Abstract
Latent basis curve models (LBCMs) have been popular in modeling change when the change trajectories are unknown or nonlinear. The estimated change trajectories from LBCMs are often viewed as optimal and used as reference points against which other change trajectories are tested. However, there is a proportionality assumption underlying LBCMs that has received little attention from researchers. This study uses a Monte Carlo simulation to show that violation of this assumption can potentially result in substantially biased estimates of the means and variances of changes and covariate effects on these changes, leading to incorrect statistical inference. The implications of the simulation study are discussed and alternatives to LBCMs are suggested for use when the proportionality assumption is likely to be violated.
Notes
1 In the original study, the covariance between the intercept and the linear slope was –3.69, the covariance between the intercept and the quadratic slope was –1.36, and the covariance between the linear and quadratic slopes was –4.96. We found the covariance between the linear and quadratic slopes caused convergence problems for the LBCM (251 out of 1,000 replications failed to converge).
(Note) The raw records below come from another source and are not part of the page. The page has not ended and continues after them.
PR #1261, opened 2024-08-26
Allow the input chat string to be empty when have attachments.

EcoleKeine:
This enables a scenario where a user wishes to only submit attachments
for example, a document or text translator app


dokterbob (approved):
Code looks good to me, let's see whether tests are passing. Thanks for supplying the use case.

dokterbob:
Wow. Why did this merge without tests passing!???

PR #198, opened 2020-11-19
Drop mods from auto-freeze list after 3 weeks

HebaruSan:
## Background

The AutoFreezer finds all unfrozen mods that haven't been updated in 1000+ days and submits a pull request to freeze them all, see KSP-CKAN/NetKAN#8233. We can then review the list to determine which ones should really be frozen and which ones are likely to have new releases or version file updates or otherwise remain active.

## Problem

We're accumulating a long-ish list of mods that we don't actually want to freeze. Two examples:

- SpaceLink is a SpaceDock-related mod, which has its compatibility updated every time there's a new KSP version, for a release from April 2017. If we freeze it, we miss those upates.
- PlaneMode was originally frozen in #8004, then unfrozen in https://github.com/KSP-CKAN/NetKAN/commit/bcc7016b533ea7866386f843134cbcdb914d6eea because it's still compatible

Once we decide we don't need to freeze a mod, it's not necessary to keep reviewing that decision every week.

## Changes

Now the list only includes mods that were last updated 1000-1021 days ago. This gives us a 3-week window (and 3 pull requests) to decide whether to freeze a mod, after which it drops off the list. As a result the lists in the pull requests will be shorter and more relevant.

The limit shouldn't be 1 week, because the last time I took a break from doing CKAN stuff, we had an AutoFreezer PR sit around for a few weeks, blocking others from being submitted. If that happened again, we could miss our chance to freeze any mods that expired in that time.

### DIFF
--- a/netkan/netkan/auto_freezer.py
+++ b/netkan/netkan/auto_freezer.py
@@ -17,9 +17,9 @@ class AutoFreezer:
         self.nk_repo = nk_repo
         self.github_pr = github_pr
 
-    def freeze_idle_mods(self, days_limit: int) -> None:
+    def freeze_idle_mods(self, days_limit: int, days_till_ignore: int) -> None:
         self.nk_repo.git_repo.remotes.origin.pull('master', strategy_option='ours')
-        idle_mods = self._find_idle_mods(days_limit)
+        idle_mods = self._find_idle_mods(days_limit, days_till_ignore)
         if idle_mods:
             self._checkout_branch(self.BRANCH_NAME)
             for ident, _ in idle_mods:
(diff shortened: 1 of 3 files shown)


HebaruSan:
I think the build error is complaining that `key` can return `None` here (because `Ckan.version` can return `None`):

https://github.com/KSP-CKAN/NetKAN-Infra/blob/357b9dd2945737ab0f0195c29b7e10efa96be843/netkan/netkan/repos.py#L155-L157

https://github.com/KSP-CKAN/NetKAN-Infra/blob/357b9dd2945737ab0f0195c29b7e10efa96be843/netkan/netkan/metadata.py#L286-L290

```python
>>> max(1,2,3)
3
>>> max(1,2,3,None)
  File "<stdin>", line 1, in <module>
TypeError: '>' not supported between instances of 'NoneType' and 'int'
```

Nice catch by mypy. Will look into it.

HebaruSan:
```
netkan/repos.py: note: In member "highest_version" of class "CkanMetaRepo":
netkan/repos.py:156:19: error: Value of type variable "_LT" of "max" cannot be
"Version"  [type-var]
            highest = max(self.ckans(identifier), default=None, key=lambda...
                      ^
```

HebaruSan:
Seems to be a change in the latest mypy, 0.790. My local copy of 0.780 still says there are no issues.

techman83:
Yep, seems reasonable to me.

PR #200, opened 2020-11-26
Move Project to GitHub Actions

techman83:
Travis has served us well for some time, however GitHub Actions are far more flexible and are very very fast.

# Adds
- mypy testing available for any branch push
- unit test for any branch push

# Changes
- Container builds happen within GitHub Actions
- Service redeployment happen within GitHub Actions

# Removes
- Travis Definition
- Deployment script for travis


.github/workflows/build.yml
```diff
@@ -0,0 +1,24 @@
...
+    types: [opened, synchronize, reopened]
+
+jobs:
+  main:
+    runs-on: ubuntu-latest
+    steps:
+      - name: Checkout
+        uses: actions/checkout@v2
+      - name: Set up QEMU
+        uses: docker/setup-qemu-action@v1
```
HebaruSan, line 14: I thought QEMU was a machine emulator like VMware. Why do we need it to build NetKAN-Infra?

.github/workflows/deploy.yml
```diff
@@ -0,0 +1,72 @@
+name: Deploy NetKAN-Infra
+
+on:
+  push:
+    branches:
+      - master
+
+jobs:
+  build:
+    if: ${{ github.repository == 'KSP-CKAN/NetKAN-Infra' }}
```
HebaruSan, line 10: Might be better to make this check whether the secrets are defined, like the one for CKAN does:

https://github.com/KSP-CKAN/CKAN/blob/e39d735583e2e965cc99e8196e8f76a99ea3c822/.github/workflows/deploy.yml#L71

```yml
if: ${{ env.DOCKERHUB_USERNAME && env.DOCKERHUB_PASSWORD }}
```

.github/workflows/deploy.yml
```diff
@@ -0,0 +1,72 @@
...
+        id: docker_build
+        uses: docker/build-push-action@v2
+        with:
+          context: ./nginx
+          file: ./nginx/Dockerfile
+          push: false
+          tags: kspckan/webhooks-proxy:latest
+
+  deploy:
+    if: ${{ github.repository == 'KSP-CKAN/NetKAN-Infra' }}
```
HebaruSan, line 51: Similar comment as for above `if` statement:

```yml
if: ${{ env.AWS_ACCESS_KEY_ID && env.AWS_SECRET_ACCESS_KEY }}
```

.github/workflows/build.yml
DasSkelett: It is included in the usage examples for the Docker build-push action:
See https://github.com/marketplace/actions/build-and-push-docker-images#usage

Not sure if it's actually a hard dependency for this buildx or not. They talk about it being used for "multi-platform" images in the [README](https://github.com/docker/buildx#building-multi-platform-images).

HebaruSan: OK, those links make it sound like we don't need QEMU...

- We only need to build for one arch (whatever we're using for the bot)
- It's just Python anyway
- We don't need to run binaries from other architectures

Is there a way I can test this locally with those lines removed, to confirm?

techman83: Yeah, fair points. I'll try it, the documentation wasn't super clear about the point.

.github/workflows/deploy.yml
techman83: I'm fine with being consistent across the projects.

.github/workflows/build.yml
techman83: Seems to work, I'll remove all the QEMU statements. Saves us 10 seconds on each build :smile:

HebaruSan (approved):
I'm ready to try this out if you are!

DasSkelett:
I for one would've probably put mypy and the unit tests into one file and job, so we only have to download and setup Python and our dependencies once, but that's personal preference I guess.

HebaruSan:
> put mypy and the unit tests into one file and job, so we only have to download and setup Python and our dependencies once

Should we do that for SpaceDock, @DasSkelett?

techman83:
> I for one would've probably put mypy and the unit tests into one file and job, so we only have to download and setup Python and our dependencies once, but that's personal preference I guess.
> 
> Otherwise this looks fine to me, too. Thanks a ton!

I think the nice part here is that it is obvious what failed, pretty quick to run, and run concurrently.

.github/workflows/deploy.yml
```diff
@@ -0,0 +1,71 @@
...
+        with:
+          context: ./nginx
+          file: ./nginx/Dockerfile
+          push: false
+          tags: kspckan/webhooks-proxy:latest
+
+  deploy:
+    if: ${{ env.AWS_ACCESS_KEY_ID && env.AWS_SECRET_ACCESS_KEY }}
+    runs-on: ubuntu-latest
+    needs: build
```
DasSkelett, line 52: Speaking of concurrency, do we need to add `webhooks` here`? We are restarting the `Webhooks` service below and if I read the `prod-stack.py` correctly, that one also needs the `kspckan/webhooks-proxy` image from the `webhooks` job above.

.github/workflows/deploy.yml
```diff
@@ -0,0 +1,71 @@
...
+        uses: docker/setup-buildx-action@v1
+      - name: Login to DockerHub
+        uses: docker/login-action@v1
+      - name: Build and push webhooks-proxy
+        id: docker_build
+        uses: docker/build-push-action@v2
+        with:
+          context: ./nginx
+          file: ./nginx/Dockerfile
+          push: false
```
DasSkelett, line 46: Also not 100% sure, but I think this should be `true`? We don't seem to be building and pushing that image anywhere else.

.github/workflows/deploy.yml
techman83: Good catch!

.github/workflows/deploy.yml
techman83: Yes, copy/paste fail :grimacing:

.github/workflows/deploy.yml
```diff
@@ -0,0 +1,71 @@
...
+  webhooks:
+    if: ${{ secrets.DOCKERHUB_USERNAME && secrets.DOCKERHUB_PASSWORD }}
+    runs-on: ubuntu-latest
+    steps:
+      - name: Checkout
+        uses: actions/checkout@v2
+      - name: Set up Docker Buildx
+        uses: docker/setup-buildx-action@v1
+      - name: Login to DockerHub
+        uses: docker/login-action@v1
```
DasSkelett, line 39: This probably also needs the credentials like above.

techman83: Fffffffff! Really need a :coffee:

.github/workflows/deploy.yml
```diff
@@ -0,0 +1,71 @@
...
+          file: ./nginx/Dockerfile
+          push: true
+          tags: kspckan/webhooks-proxy:latest
+
+  deploy:
+    if: ${{ env.AWS_ACCESS_KEY_ID && env.AWS_SECRET_ACCESS_KEY }}
+    runs-on: ubuntu-latest
+    needs: [ 'build', 'webhooks' ]
+    steps:
+    - uses: actions/checkout@v1
```
DasSkelett, line 54: Here and in `mypy.yml` and `unittest.yml` we are using `actions/checkout@v1`, whereas everywhere above we are using `actions/checkout@v2`. Probably doesn't make a difference, but it would be nice to have stay consistent.

.github/workflows/deploy.yml
DasSkelett: Haha, no worries. I also didn't spot these the first couple of times I've read looked at it.

.github/workflows/deploy.yml
techman83: Yeah, those were lifted straight from @HebaruSan 's examples. I'll line them up.

DasSkelett (approved):
Okay, that's it for good. Well, it'll tell us otherwise.
Thanks a lot again!

techman83:
Awesome, thanks for helping make it nice and tidy!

Fixing this covariance to 0 or changing it from negative to positive (i.e., 4.96) solved the convergence problem. This implies that the LBCM might be poorly suited to capturing certain covariance patterns, particularly when the proportionality assumption is violated. Future work is needed to further investigate this issue. Excluding the covariances between growth parameters did not affect the major results of our study, so we chose to fix these covariances to 0 in the interests of parsimony.
2 The mean intercept, mean linear slope, and mean quadratic slope were 2, –1, and 0.2, respectively, with variances of 1, 0.01, and 0.01, respectively. The residual variances were constrained to be equal to 1 across time. The growth parameters were not correlated.